*Problem description*: Every line of the data that contains the string "panelRight" must be copied.

------

PR #768, opened 2022-10-07
feat: Use generic configurator for maps

bprusinowski:
This PR tries to use generic configurator for maps:
- to be able to better manage changes to the maps configuration (and to prepare for handling of Ordinal Measures),
- to be more consistent with the way other encodings are handled (e.g. to enable segment field we have to select a dimension via a select element, while for maps we use checkbox to show layer).

Design changes approved by @AnninaWalker :)


app/utils/chart-config/versioning.ts
```diff
@@ -101,6 +101,94 @@ const migrations: Migration[] = [
...
+    areaLayer? {
+      - show
+    }
+    
+    symbolLayer? {
+      - show
+    }`,
+    from: "1.0.2",
+    to: "1.1.0",
+    up: (config: any) => {
```
ptbrowne, line 118: any ?

app/charts/chart-config-ui-options.ts
```diff
@@ -1,76 +1,78 @@
...
-  map: ChartSpec;
 }
 
-/**
- * @todo
- * - Differentiate sorting within chart vs. sorting legend/tooltip only
- */
-
-const SEGMENT_DIMENSION_TYPES: DimensionType[] = [
+const SEGMENT_COMPONENT_TYPES: ComponentType[] = [
```
ptbrowne, line 75: Why the renaming with `COMPONENT`, I think "DIMENSION" is clearer actually.

app/charts/chart-config-ui-options.ts
```diff
@@ -1,76 +1,78 @@
...
-  | "TemporalDimension";
+export type EncodingFieldType =
+  // Generic.
+  | "x"
+  | "y"
+  | "segment"
+  // Map.
+  | "baseLayer"
+  | "areaLayer"
+  | "symbolLayer";
```
ptbrowne, line 21: I think it would be good to have

```
type MapEncodings = 'baseLayer' | 'areaLayer' | 'symbolLayer'
type XYEncodings = 'x' | 'y' | 'segment'
type Encodings = MapEncodings | XYEncodings
```

This way we can use the granularity when we need it, and we do not need the comments.

app/charts/chart-config-ui-options.ts
```diff
@@ -229,12 +230,14 @@ export const chartConfigOptionsUISpec: ChartSpecs = {
...
         optional: true,
         componentTypes: ["GeoShapesDimension"],
+        allowOtherFieldComponents: true,
         filters: true,
       },
       {
         field: "symbolLayer",
         optional: true,
         componentTypes: ["GeoCoordinatesDimension", "GeoShapesDimension"],
+        allowOtherFieldComponents: true,
```
ptbrowne, line 257: I am not sure to understand clearly what this means, could you add a docstring on the field in the interface ?
What do you think of `exclusive: false` ?

```patch
- allowOtherFieldComponents?: boolean;
+ /** If false, using a dimension in this encoding will not prevent it to be used in an other encoding. Default: true */
+ exclusive?: boolean
```

app/charts/map/map.tsx
```diff
@@ -365,6 +355,14 @@ export const MapComponent = () => {
...
             setMap(e.target);
             currentBBox.current = e.target.getBounds().toArray() as BBox;
+
+            /**
+             * Redraw the map on load, when style data has been downloaded
+             * to solve an offset problem between the viz layer and the base layer
+             * happening in Edge under precise conditions (Windows 10, Edge 105,
+             * resolution 1440x900).
+             */
+            redrawMap();
```
ptbrowne, line 365: I hope you tested this under Edge :)

app/charts/chart-config-ui-options.ts
```diff
@@ -235,13 +241,29 @@ export const chartConfigOptionsUISpec: ChartSpecs = {
...
         componentTypes: ["GeoCoordinatesDimension", "GeoShapesDimension"],
         allowOtherFieldComponents: true,
         filters: true,
+        options: [
+          {
+            field: "color",
+            type: "component",
+            componentTypes: ["NumericalMeasure", "GeoShapesDimension"],
+            optional: true,
+          },
```
ptbrowne, line 265: Should/will there be a "size" field here ?

app/charts/chart-config-ui-options.ts
```diff
@@ -235,13 +241,29 @@ export const chartConfigOptionsUISpec: ChartSpecs = {
...
       {
         field: "symbolLayer",
         optional: true,
         componentTypes: ["GeoCoordinatesDimension", "GeoShapesDimension"],
         allowOtherFieldComponents: true,
         filters: true,
+        options: [
+          {
+            field: "color",
+            type: "component",
```
ptbrowne, line 262: "dimension" would be easier to understand I think.

ptbrowne (commented):
Wow, what a beast of a PR. Congrats on generalizing so that we do not have a specific map configurator.

When looking at the preview and clicking on Map Display I have a select with "None" and "(optional)", I do not think this is wanted. I guess we would need to support the checkbox type  from the encoding spec, and mark this field as required ?

app/charts/chart-config-ui-options.ts
bprusinowski: Yes 👌

app/charts/map/map.tsx
bprusinowski: 👁️

ptbrowne:
I do not see the former bugs that we had on maps with the canton borders being offseted on Edge 🎉

e2e/symbol-layer-colors.spec.ts
```diff
@@ -25,19 +27,27 @@ test("Selecting SymbolLayer colors> should be possible to select nominal dimensi
...
-    expect(await select.getAttribute("class")).toContain("Mui-disabled");
-  }
+  expect(count).toEqual(1);
+
+  const panelRight = await selectors.panels.right(ctx);
+  await (await within(panelRight).findByText("None")).click();
+  // Select options open in portal
+  await screen
+    .locator('li[role="option"]:has-text("production region")')
+    .click();
```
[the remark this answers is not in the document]
ptbrowne: `await actions.editor.selectEncodingDimension('Symbols', 'production region')` ?

e2e/symbol-layer-colors.spec.ts
```diff
@@ -25,19 +27,27 @@ test("Selecting SymbolLayer colors> should be possible to select nominal dimensi
...
 
-  await (await screen.findByText("Show layer")).click();
-  await (await screen.findByText("None")).click();
+  // allow select options to disappear to prevent re-selecting none
+  await sleep(3000);
```
ptbrowne, line 40: I think this should be done by another mean `await selectors.menu.closed()' ?

ptbrowne:
LGTM, 👏 , I've added suggestions to improve selectors/actions in test. Feel free to move this to another issue, if it cannot be tackled right now.

ptbrowne (approved):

------

*Task solution*:
+  const panelRight = await selectors.panels.right(ctx);
+  await (await within(panelRight).findByText("None")).click();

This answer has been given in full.